I'm easy on the tee time. Looks like there are plenty of times before 10, one at 13:20 and plenty more after 14:10


----------



## yandabrown (Feb 7, 2021)

Bowmaker in this case according to the rules is : 
Teams of 3 - Any combination
Two scores to count


----------



## Blue in Munich (Feb 7, 2021)

yandabrown said:



			I'm easy on the tee time. Looks like there are plenty of times before 10, one at 13:20 and plenty more after 14:10
		
Click to expand...

According to AA Route Planner, I've got a 3 hour run back, so as long as I've left by 8 I'm fine.  If an earlier one suits then I can come down the day before & Purple Palace somewhere, or if it is around lunchtime I'll do it in a day.


----------



## IainP (Feb 7, 2021)

This has piqued my interest also.
Any time preference coming to the top? I ought to be under 2 hours away.


----------



## Liverpoolphil (Feb 7, 2021)

stick me as a reserve 👍


----------



## yandabrown (Feb 7, 2021)

Blue in Munich said:



			According to AA Route Planner, I've got a 3 hour run back, so as long as I've left by 8 I'm fine.  If an earlier one suits then I can come down the day before & Purple Palace somewhere, or if it is around lunchtime I'll do it in a day.
		
Click to expand...

Let's go with 14:10 then. That should make it a relaxed trip down and plenty of time for a meal after.

IainP does that suit you?

Ping me your CDH numbers on DM and I'll get it booked.

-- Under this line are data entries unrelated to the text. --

PR #385, opened 2024-01-24
tesh test case for yaml dates without time stamp

tjex:
This adds a test case for zk-org/zk#382 which found that dates without time
stamps in yaml frontmatter were causing the respective note to be returned when
quering the day *before* the note creation.

The test case was tested against commit 55d5487, which was before this 
bug was resolved: the test failed (the note from 24th of Jan was returned when querying 
for notes created on the 23rd of jan)

Ran again against the current commit (post zk-org/zk#382 being resolved) and it
passes.

Also, in contributing.md, mickael wrote that it's good practice that we make a test fixture per issue with tesh tests. 
But there was already a tests/markdown-yaml-frontmatter.tesh file. 

Should I instead add this new test coverage to that test fixture?

### DIFF
--- a/tests/fixtures/issue-382/.zk/config.toml
+++ b/tests/fixtures/issue-382/.zk/config.toml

LP,  noted your interest, there may be 2 others that would join for a second group.


----------



## evemccc (Feb 8, 2021)

Liverpoolphil said:



			stick me as a reserve 👍
		
Click to expand...




yandabrown said:



			Let's go with 14:10 then. That should make it a relaxed trip down and plenty of time for a meal after.

IainP does that suit you?

Ping me your CDH numbers on DM and I'll get it booked.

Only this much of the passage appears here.